On Thu, 6 Mar 2008, Wolfgang Waser wrote:

> Thanks for your comments!
>
>> Yes.  You are fitting by least-squares on two different scales:
>> differences in y and differences in log(y) are not comparable.
>>
>> Both are correct solutions to different problems.  Since we have no idea
>> what 'x' and 'y' are, we cannot even guess which is more appropriate in
>> your context.
>
> I'm fitting metabolic rate data from small fish (oxygen consumption in
> nmol/min vs. body weight in g).
> The b coefficient is the interesting part and is generally somewhere around
> 0.75.
> The one calculated for my data using option (a) is therefore 'better' than
> (b,c), but which one is the correct to use?
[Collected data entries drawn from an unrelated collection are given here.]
PR #6563, opened 2026-08-24
[Diffusion] Add paged KV cache support for HunyuanImage3 DiT on NPU and GPU

Acerak01-fy:
## Purpose

- This PR consolidates the GPU implementation from #6658 (@zwhzzz0821) into this PR and enables HunyuanImage-3.0 DiT-stage end-to-end execution with Scheduler-managed paged KV cache on NVIDIA GPU and Ascend NPU.
- This work is part of RFC #5244 and builds on #6094 and #6102. The Scheduler owns logical KV allocation and release. The Worker owns physical KV tensors, native `BlockTables`, slot mappings, and attention metadata.
- Paged row construction and prefill/denoise phase activation are owned by the diffusion model runner. The Hunyuan model supplies its Q/K/V layout and `full_attn_spans`; it does not allocate Scheduler blocks or activate the Worker runtime.
- The first denoising step writes the complete allocated sequence. Later steps update only the timestep/image-token span. Subsequent piecewise attention calls read the persistent Worker-managed KV pages.
- The shared piecewise-attention implementation has two paths: a contiguous homogeneous-row fast path (direct output-buffer assembly) and an indexed fallback for heterogeneous rows. The fast path removes unnecessary per-segment output `index_copy_`/`ScatterUpdate` for the common Hunyuan CFG layout.
- On NVIDIA GPU, paged attention uses the native FA3 paged contract with TP, CFGP, strict Ulysses SP, and mixed causal/full piecewise attention.
- On Ascend NPU, paged attention uses Ascend-native FIA, `AscendBlockTables`, Ascend block geometry, and vLLM-Ascend's normal-layout `do_kv_cache_update`. 
- This PR targets request-level execution. Hunyuan paged step execution/continuous batching, imported AR-to-DiT KV, Ring SP, and AllGather-KV SP remain out of scope.

## Test Plan

- GPU E2E: run Dense/Paged comparisons on H200 with the same FA3 backend for TP4, TP2+SP2 (Ulysses), and TP2+CFGP2.
- GPU profile: after warmup, profile TP2+CFGP2 Dense and Paged with the same FA3 binary to separate attention-kernel cost, KV preparation, and work removed by paged output-buffer writes. Profiler time is excluded from E2E measurements.
- NPU unit tests: run the focused piecewise-attention and diffusion paged-attention adapter suites, including homogeneous fast path, heterogeneous fallback, row metadata, one-write-per-layer semantics, and native metadata validation.
- NPU E2E: run fresh-process Dense/Paged lanes for TP4/SP1, TP4/SP2, and TP4/CFGP2 with identical inputs, `request_execution` , 20 denoising-step warmup, and 20 measured denoising steps.
- NPU profile: collect warmed 3-step traces for Dense/Paged for all three topologies. 
- Pixel consistency: pair Dense/Paged outputs from the same sample round and report MAE, PSNR, SSIM-RGB, SSIM-luma, and exact-pixel ratio.

### NVIDIA GPU

The complete GPU Dense/Paged E2E and Nsight Systems analysis is available at:

https://github.com/vllm-project/vllm-omni/pull/6563#issuecomment-5449800888

The referenced comment covers H200 FA3 validation for TP4, TP2+SP2, and TP2+CFGP2, including latency, throughput, P99, attention-kernel cost, KV preparation cost, and piecewise output-buffer optimization.

### Ascend NPU

Validated on 8 Ascend 910B1 cards, CANN 9.1.0, the image's ATB `latest` runtime, Python 3.12.13, `torch 2.10.0+cpu`, and `torch_npu 2.10.0.post4`. The image contains core vLLM 0.28.0 and the independently versioned vLLM-Ascend package `0.19.1rc2.dev1690`. the run used 1024x1024 bfloat16 inference, `request_execution` , eager mode, 20 warmup denoising steps, and 20 measured denoising steps per lane.

#### NPU E2E

Every lane completed 5/5 measured inference samples and produced finite 1024x1024 RGB images. `Paged vs Dense` is `(Paged / Dense - 1) * 100%`; positive values mean Paged is slower. Worker memory is the reserved peak, including the paged KV pool.

| Topology | Dense median latency | Paged median latency | Paged vs Dense | Worker peak reserved (MiB), Dense / Paged |
|---|---:|---:|---:|---:|
| TP4 | 11.0637 s | 11.4155 s | +3.18% | 55,882 / 59,906 |
| TP4/SP2 | 10.4215 s | 10.5083 s | +0.83% | 36,424 / 48,526 |
| TP4/CFGP2 | 9.1029 s | 9.1775 s | +0.82% | 36,422 / 40,448 |

These are five-sample medians. The larger Paged Worker peak is expected from page-pool reservation and is not evidence of a leak.

### Pixel consistency on NPU

The following values are medians over five same-round Dense/Paged pairs from the E2E outputs. Both sides use the same prompt, seed, resolution, and denoising steps.

| Topology | Mean abs median (0-255) | PSNR median (dB) | SSIM-RGB median | SSIM-luma median | Exact-pixel median |
| TP4 | 4.6152 | 30.1405 | 0.957499 | 0.958187 | 1.56% |
| TP4/SP2 | 6.5412 | 26.7809 | 0.928255 | 0.928886 | 0.96% |
| TP4/CFGP2 | 5.8614 | 28.3284 | 0.939830 | 0.940480 | 0.95% |

#### attention operator

The device-task times below are averaged over four/eight ranks and normalized to one rank per measured denoising step. Call counts are the integer total for the three measured steps on one rank. Dense uses `FlashAttentionScore`; Paged uses native `FusedInferAttentionScore`. The different CANN contracts and shapes mean this is a path comparison, not a same-shape microbenchmark.

| Topology | Dense selector / calls (3-step total/rank) | Paged selector / calls (3-step total/rank) | Dense core (ms/rank/step) | Paged core (ms/rank/step) | Paged - Dense |
|---|---|---|---:|---:|---:|
| TP4 | `FlashAttentionScore` / 96 | `FusedInferAttentionScore` / 224 | 38.613 | 31.540 | -7.073 ms (-18.3%) |
| TP4/SP2 | `FlashAttentionScore` / 96 | `FusedInferAttentionScore` / 224 | 21.854 | 15.419 | -6.435 ms (-29.5%) |
| TP4/CFGP2 | `FlashAttentionScore` / 96 | `FusedInferAttentionScore` / 224 | 21.692 | 16.999 | -4.693 ms (-21.6%) |

Paged has 224 FIA calls over the three measured steps (`32 layers * (3 + 2 + 2)`), versus 96 Dense FA calls (`32 layers * 3`). Despite the finer granularity, the aggregate FIA device time is lower in all three traces.

#### data preparation and output assembly
The entries below are device-task milliseconds per rank per measured step. Index/gather and slice categories include some model-common work.

| Topology | Dense mask | Dense FA relayout | Dense Cat/Concat | Paged KV write | Paged IndexSelect/Gather | Paged output ScatterUpdate | Paged TensorMove + Slice | Paged Cat/Concat |
|---|---:|---:|---:|---:|---:|---:|---:|---:|
| TP4 | 2.026 | 3.033 | 1.007 | 1.825 | 10.035 | 0.000 | 5.251 | 0.832 |
| TP4/SP2 | 1.985 | 2.099 | 1.786 | 1.732 | 10.038 | 0.000 | 3.136 | 3.089 |
| TP4/CFGP2 | 0.921 | 2.254 | 0.806 | 1.114 | 4.997 | 0.000 | 1.849 | 0.120 |

The latest homogeneous fast path has zero active `aclnnInplaceIndexCopy_ScatterUpdate...` in all three Paged lanes. In the paired SP2 A/B profile, the old Paged path used 224 `ScatterUpdate` operations over three measured steps (9.381 ms/rank/step); the optimized path uses 0 operations and 0 ms while preserving the same FIA count and KV-write count. The replacement is contiguous row-major segment assembly, not deletion of logical output assembly.

#### NPU host timeline 

Profiler host time includes nested waits and must not be added to device time. The measured Free/synchronization differences are useful for attribution only:

| Topology | Dense Free (ms/rank/step) | Paged Free (ms/rank/step) | Delta | Dense -> Paged `StreamSynchronize` count / API ms |
|---|---:|---:|---:|---:|
| TP4 | 1.835 | 7.217 | +5.383 | 4.1 / 192.1 -> 11.4 / 281.5 |
| TP4/SP2 | 1.684 | 9.816 | +8.132 | 4.0 / 104.9 -> 11.4 / 159.1 |
| TP4/CFGP2 | 2.345 | 8.231 | +5.886 | 3.7 / 103.9 -> 10.4 / 153.7 |
#### NPU profile conclusion

Dense and Paged implement HunyuanImage3.0's mixed causal/full attention through different execution contracts. Dense materializes the attention mask and invokes one `FlashAttentionScore` for the complete sequence in each layer (96 calls over the three measured steps). Paged keeps KV in Scheduler-managed pages and invokes native `FusedInferAttentionScore` once per piecewise segment (96 calls on the first measured step and 64 on each later step, 224 calls in total).

For the measured shapes, the aggregate FIA device time is lower than the aggregate Dense FA time, so the observed E2E difference is not caused by the native attention kernel itself being slower. Paged removes Dense mask materialization and FA relayout, but adds one paged-KV cache write per layer per step, query/layout preparation, piecewise gather or slice/copy work, and more fine-grained host-visible segment launches. The homogeneous fast path removes the large output `ScatterUpdate`, but the remaining page and piecewise glue can still offset the FIA saving. 

## CC List

@hsliuustc0106 @asukaqaq-s @Bounty-hunter @Gaohan123 @zwhzzz0821 @fhfuih


vllm_omni/diffusion/diffusion_kv/config.py
```diff
@@ -42,3 +42,25 @@ def parse_diffusion_kv_cache_mode(value: object) -> DiffusionKVCacheMode:
 def is_scheduler_paged_kv_mode(mode: DiffusionKVCacheMode) -> bool:
     """Return whether a parsed cache mode uses Scheduler-owned paging."""
     return mode is DiffusionKVCacheMode.PAGED_SCHEDULER
+
+
+def validate_scheduler_paged_kv_step_execution(
```
Acerak01-fy: Is this over-defensive programming?

vllm_omni/diffusion/models/hunyuan_image3/hunyuan_image3_transformer.py
```diff
@@ -929,6 +935,18 @@ def __init__(
             paged_kv_cache_dtype=torch.bfloat16,
         )
 
+    def clear_legacy_prompt_kv_cache(self) -> None:
```
Acerak01-fy: Why do we need this

vllm_omni/diffusion/models/hunyuan_image3/pipeline_hunyuan_image3.py
```diff
@@ -900,12 +903,34 @@ def _restore_prompt_kv_cache(
             )
             mgr.image_kv_cache_lens = torch.cat(lens, dim=0).to(device=mgr.image_kv_cache_map[0].device)
 
+    def clear_legacy_prompt_kv_cache(self) -> None:
```
Acerak01-fy: Why is there code related to "profile" here?

Acerak01-fy (commented):
Try to simplify the code.

vllm_omni/diffusion/models/hunyuan_image3/pipeline_hunyuan_image3.py
```diff
@@ -475,8 +479,19 @@ def _validate_step_request(self, state: "StepRequestState") -> None:
         if sampling.num_outputs_per_prompt not in (None, 0, 1):
             raise ValueError("HunyuanImage3 step execution supports only one output per prompt.")
         parallel_config = self.od_config.parallel_config
-        if parallel_config.sequence_parallel_size > 1:
-            raise ValueError("HunyuanImage3 step execution does not support sequence parallel yet.")
+        if parallel_config.sequence_parallel_size > 1 and self._is_paged_kv_mode():
```
Acerak01-fy: Why do we still need this judgment when we're not supporting SP?

vllm_omni/platforms/npu/platform.py
```diff
@@ -77,8 +113,124 @@ def get_omni_generation_worker_cls(cls) -> str:
...
+    @classmethod
+    def configure_diffusion_vllm_config(cls, vllm_config: Any, od_config: Any) -> None:
+        """Use the block geometry required by Ascend's native paged kernel."""
+        if getattr(od_config, "diffusion_kv_mode", None) is None:
+            return
+        from vllm_omni.diffusion.diffusion_kv.config import DiffusionKVCacheMode
+
+        if od_config.diffusion_kv_mode is not DiffusionKVCacheMode.PAGED_SCHEDULER:
+            return
+        from vllm_ascend.attention.attention_v1 import AscendAttentionBackend
```
Acerak01-fy, line 121: Why is this particular writing style necessary?

vllm_omni/diffusion/data.py
```diff
@@ -1009,6 +1004,11 @@ def __post_init__(self):
             and self.diffusion_kv_max_rows_per_request is None
         ):
             raise ValueError("paged_scheduler requires diffusion_kv_max_rows_per_request to be set")
+        if self.diffusion_kv_mode is DiffusionKVCacheMode.PAGED_SCHEDULER and not self.step_execution:
```
Acerak01-fy: Why do we still need to verify `omni_config.py` when it has already been verified before?

vllm_omni/platforms/npu/platform.py
```diff
@@ -14,13 +15,127 @@
...
+    return (
+        selected.permute(0, 2, 1, 3)
+        .reshape(block_ids.numel(), cache.shape[2], block_size, head_size // last_dim, last_dim)
+        .permute(0, 1, 3, 2, 4)
+        .contiguous()
+        .reshape(block_ids.numel(), cache.shape[2] * head_size // last_dim, block_size, last_dim)
+    )
+
+
+def _pa_nz_to_logical_cache(
```
Acerak01-fy: Shouldn't this have been deleted already?

vllm_omni/diffusion/attention/backends/flash_attn.py
Acerak01-fy, line 277: Here, it needs to support both GPU and NPU. Will this conflict with the following forward_npu() method?

vllm_omni/diffusion/models/hunyuan_image3/pipeline_hunyuan_image3.py
```diff
@@ -485,6 +504,133 @@ def _validate_step_request(self, state: "StepRequestState") -> None:
...
+    def prepare_paged_attention_rows(
+        self,
+        states: list["StepRequestState"],
+    ) -> tuple[DiffusionPagedAttentionRow, ...]:
+        """Build native page-table rows in the exact DiT CFG batch order."""
+
+        if not self._is_paged_kv_mode():
+            raise RuntimeError("Hunyuan paged attention rows requested while diffusion_kv_mode is dense_legacy")
+        groups = self._split_step_groups(states)
+        if len(groups) != 1:
```
Gaohan123: [Blocking] This rejects a valid scheduler output whenever `max_num_seqs > 1` and a new request is admitted while another request is already running.

`BaseDiffusionScheduler.schedule()` can emit both `scheduled_new_reqs` and `scheduled_cached_reqs` in the same step. The model runner combines both sets into `states`, while `_step_group_key()` separates first-step requests from later-step requests. Therefore, a normal staggered arrival produces two groups here and fails before denoising.

Please either prepare and activate a separate paged-attention batch for each step group, or reject `paged_scheduler` with `max_num_seqs > 1` during configuration until multi-group execution is supported. A regression test with one cached request and one newly admitted request would also be needed.

vllm_omni/diffusion/models/hunyuan_image3/pipeline_hunyuan_image3.py
```diff
@@ -162,10 +163,13 @@ def _shift_full_attn_spans(
 
 
 def get_hunyuan_image_3_pre_process_func(od_config: OmniDiffusionConfig):
```
Gaohan123, line 163: [Blocking] This changes the existing HunyuanImage3 loading contract from an unconditional `trust_remote_code=True` to a configuration field whose default is `False`.

The HunyuanImage3 checkpoint uses custom Hugging Face configuration/model code, and the official loading example explicitly enables `trust_remote_code`. Most existing vLLM-Omni HunyuanImage3 recipes do not pass `--trust-remote-code`, because this integration previously enabled it internally. As a result, the documented default commands can now fail in `get_config()` before the pipeline starts.

Please either preserve the existing model-specific behavior, set the Hunyuan deploy/registry default explicitly, or update all affected recipes and add startup contract tests if requiring an explicit flag is an intentional breaking security change. Since this is unrelated to paged KV support, it would also be cleaner to handle it in a separate PR.

vllm_omni/diffusion/models/hunyuan_image3/pipeline_hunyuan_image3.py
```diff
@@ -347,7 +354,7 @@ class HunyuanImage3Pipeline(
     ]
 
     def __init__(self, od_config: OmniDiffusionConfig) -> None:
-        self.hf_config = get_config(od_config.model, trust_remote_code=True)
+        self.hf_config = get_config(od_config.model, trust_remote_code=od_config.trust_remote_code)
```
Gaohan123: This has the same compatibility issue as the preprocessing path above: the existing HunyuanImage3 recipes do not consistently set `trust_remote_code=True`, so the pipeline can now fail during initialization. Please keep both loading sites aligned with the intended and documented model-loading contract.

tools/pre_commit/check_spdx_header.py
```diff
@@ -3,21 +3,17 @@
 # SPDX-FileCopyrightText: Copyright contributors to the vLLM-Omni project
 """Require SPDX license headers on source files.
```
Gaohan123, line 5: The modification in this file is unrelated to the feature

vllm_omni/platforms/npu/platform.py
```diff
@@ -14,13 +15,131 @@
...
+)
+
 _DIFFUSION_PACKED_MODULES_MAPPING = {
     "HunyuanImage3Pipeline": {
         "experts": ["experts.0.gate_up_proj", "experts.0.down_proj"],
     },
 }
 
 
+def _logical_cache_to_pa_nz(
```
Gaohan123: Please move tool functions into utils

vllm_omni/diffusion/models/hunyuan_image3/request_layout.py
```diff
@@ -200,6 +200,53 @@ def hunyuan_num_image_tokens(image_info: ImageInfo) -> int:
     return int(image_info.image_token_length) + int(image_info.add_timestep_token) + int(image_info.add_guidance_token)
 
 
+def _round_up_for_sequence_parallel(value: int, sequence_parallel_size: int) -> int:
+    if type(sequence_parallel_size) is not int or sequence_parallel_size <= 0:
+        raise ValueError(f"sequence_parallel_size must be a positive integer, got {sequence_parallel_size!r}")
+    return ((value + sequence_parallel_size - 1) // sequence_parallel_size) * sequence_parallel_size
+
+
+def hunyuan_paged_sequence_lengths(
```
Gaohan123: Wrap the processing logic out of model specific location

Gaohan123 (commented):
Why is the peak memory of paged version larger than original version?

Acerak01-fy:
> Why is the peak memory of paged version larger than original version?

The higher memory number is expected for this benchmark, but it is important to distinguish pool capacity from request-live usage.

  Paged mode preallocates a native physical KV block pool during Worker initialization. Our `peak_memory_mb_worker` metric is based on `max_memory_reserved()`, so it includes the preallocated KV pool, allocator high-water
  mark, BlockTables/metadata, and native attention workspace. The dense path has no persistent page pool and only materializes request-scoped dense KV, so a single request can show a lower reserved-memory value.

  Free pages are logically available for future requests and prefix reuse, but they are still physically reserved and must be included in device capacity planning.

  The benefit of paging is predictable allocation and reuse under concurrent or multi-request workloads, And also reduce the internal fragmentation of the memory.

vllm_omni/platforms/npu/platform.py
```diff
@@ -77,8 +196,142 @@ def get_omni_generation_worker_cls(cls) -> str:
...
+
+            touched_blocks = sorted({slot // kernel_block_size for slot in global_slots if slot >= 0})
+            compact_block_index = {block_id: index for index, block_id in enumerate(touched_blocks)}
+            local_slots = [
+                -1
+                if slot < 0
+                else compact_block_index[slot // kernel_block_size] * kernel_block_size + slot % kernel_block_size
+                for slot in global_slots
+            ]
+            plan = DiffusionPagedKVWritePlan(
```
RuixiangMa: These tensors are consumed at index_copy_ , PyTorch's index_copy_ requires int64 (long) index tensors on CUDA/NPU backends. Using int32 will raise RuntimeError.

vllm_omni/diffusion/models/hunyuan_image3/pipeline_hunyuan_image3.py
```diff
@@ -704,17 +902,103 @@ def _merge_step_model_inputs(
...
 
+        if align_paged_sp_rows:
+            assert paged_row_spans is not None
+            logical_query_lens, _, _, paged_prefix_lens, paged_valid_lens = paged_row_spans
+            aligned_prefix_len = max(paged_prefix_lens)
+            physical_query_len = aligned_prefix_len + max(
+                query_len - prefix_len
+                for query_len, prefix_len in zip(logical_query_lens, paged_prefix_lens, strict=True)
+            )
+            for key in ("position_ids", "image_mask"):
```
RuixiangMa: Surrounding code accesses model_kwargs["image_mask"] directly. If image_mask is not in model_kwargs (e.g., a model variant that doesn't emit it, or a merge path that skips it), this raises KeyError. If the merged value is None, image_mask.bool() raises AttributeError.

vllm_omni/diffusion/models/hunyuan_image3/hunyuan_image3_transformer.py
```diff
@@ -1069,6 +1088,181 @@ def _build_neg_ar_kv(
...
+        if self._injected_ar_kv is not None:
+            raise NotImplementedError(
+                "Hunyuan Scheduler paged KV does not support AR-stage KV injection; "
+                "the native cache must be populated by the DiT write itself."
+            )
+
+        batch_size = len(paged_query_lens)
+        if batch_size == 0:
+            raise ValueError("Paged Hunyuan attention received an empty batch")
+        if query_lens is None:
```
RuixiangMa: All tests pass query_lens explicitly. This path is unverified — max(paged_query_lens) could produce incorrect tensor shapes if the model expects a padded length.

vllm_omni/diffusion/models/hunyuan_image3/pipeline_hunyuan_image3.py
```diff
@@ -704,17 +902,103 @@ def _merge_step_model_inputs(
...
+                packed_indices.extend(range(row_offset, row_offset + prefix_len))
+                packed_indices.extend(
+                    range(
+                        row_offset + aligned_prefix_len,
+                        row_offset + aligned_prefix_len + current_len,
+                    )
+                )
+            identity_indices = list(range(len(logical_query_lens) * physical_query_len))
+            if packed_indices != identity_indices:
+                reference = merged.get("position_ids")
```
RuixiangMa: If position_ids is not a tensor (or not in merged), device is None, creating indices on CPU. Later restore_output calls restored.index_copy_(0, self.output_scatter_indices, output) where output may be on NPU, causing a device mismatch error.

vllm_omni/diffusion/attention/backends/utils/piecewise_attn.py
```diff
@@ -145,7 +145,7 @@ class PagedPiecewisePlan:
 
 
 PagedPiecewiseRunner = Callable[
```
hsliuustc0106, line 159: [P1] Same shared-seam collision as PR #6658 — agree a contract before either merges

#6658 redefines this alias to `[Q, K, V, meta, output_buffer | None]` with a contiguous view fast path, incompatible with this PR's `[Q, K|None, V|None, meta]` + `read_kv_from_cache`. Overlapping-region conflicts also land in `flash_attn.py::_forward_impl`'s paged branch and `paged_attention_adapter.py` (platform write plans + `paged_query_indices` + output scatter here vs. output buffer + native-metadata snapshot cloning there), plus two parallel Hunyuan integrations (runner-driven `prepare_paged_attention_rows()` vs. model-forward `_paged_attention_context`) and different `get_kv_cache_spec` name-canonicalization rules. Whichever PR lands second must semantically re-port its Hunyuan path rather than textually rebasing.

Suggest sequencing these two and extracting one seam contract first: runner protocol, row-builder ownership, and the plan/metadata extension point.

tools/pre_commit/check_spdx_header.py
hsliuustc0106: Agreed it's unrelated — and it points against current main's direction: the checker today deliberately treats the upstream vLLM line as stale and rewrites it to the vLLM-Omni line (that's why recently-touched files across the tree get converted — e.g. #6658 does exactly that). Accepting both lines here flips that policy inside a feature PR, and whichever of the two paged-KV PRs lands second churns the other's headers back. Suggest dropping this tool change from this PR entirely; new files already carry Omni headers, so nothing in the NPU work needs it.

vllm_omni/platforms/npu/platform.py
```diff
@@ -77,8 +196,142 @@ def get_omni_generation_worker_cls(cls) -> str:
...
+
+        op = getattr(getattr(torch.ops, "npu", None), "npu_scatter_pa_kv_cache", None)
+        schema = getattr(getattr(op, "default", None), "_schema", None)
+        if schema is None or "cache_mode" in str(schema):
+            return
+        device_operator = device_op.DeviceOperator
+        if getattr(device_operator, "_omni_cache_mode_compat", False):
+            return
+
+        device_operator.reshape_and_cache = classmethod(_reshape_and_cache_without_cache_mode)
```
hsliuustc0106: [P3] Confirm intended process-wide scope of this compat shim

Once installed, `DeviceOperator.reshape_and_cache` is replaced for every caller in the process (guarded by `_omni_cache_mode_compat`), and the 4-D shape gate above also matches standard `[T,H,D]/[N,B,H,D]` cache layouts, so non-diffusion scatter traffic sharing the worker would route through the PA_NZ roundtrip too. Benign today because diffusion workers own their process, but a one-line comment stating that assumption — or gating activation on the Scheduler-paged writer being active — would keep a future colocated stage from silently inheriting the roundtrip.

Log-transformation of metabolic
> rate data is (was) normally performed to be able to determine a and b by
> simple linear regression (or even on paper).
>
>
>> The two approaches assume two different models.
>>
>>         Model (1) is y = a*x^b + E (where different errors are independent  
>> and identically
>>         --- usually normally --- distributed).
>>
>>         Model (2) is y = a*(x^b)*E (and you are usually tacitly assuming  
>> that ln E is normally distributed).
>>
>>         The point estimates of a and b will consequently be different ---  
>> although usually not hugely
>>         different.  Their distributional properties will be substantially  
>> different.
>
> So in view of my context (metabolic rate data) would Model (1) be the
> appropriate model to use?

Unlikely for a rate: those are normally viewed as being on log scale (we 
saya a rate is doubled, for example).  But a residual analysis will show 
if there are departures from assumptions in one or other model.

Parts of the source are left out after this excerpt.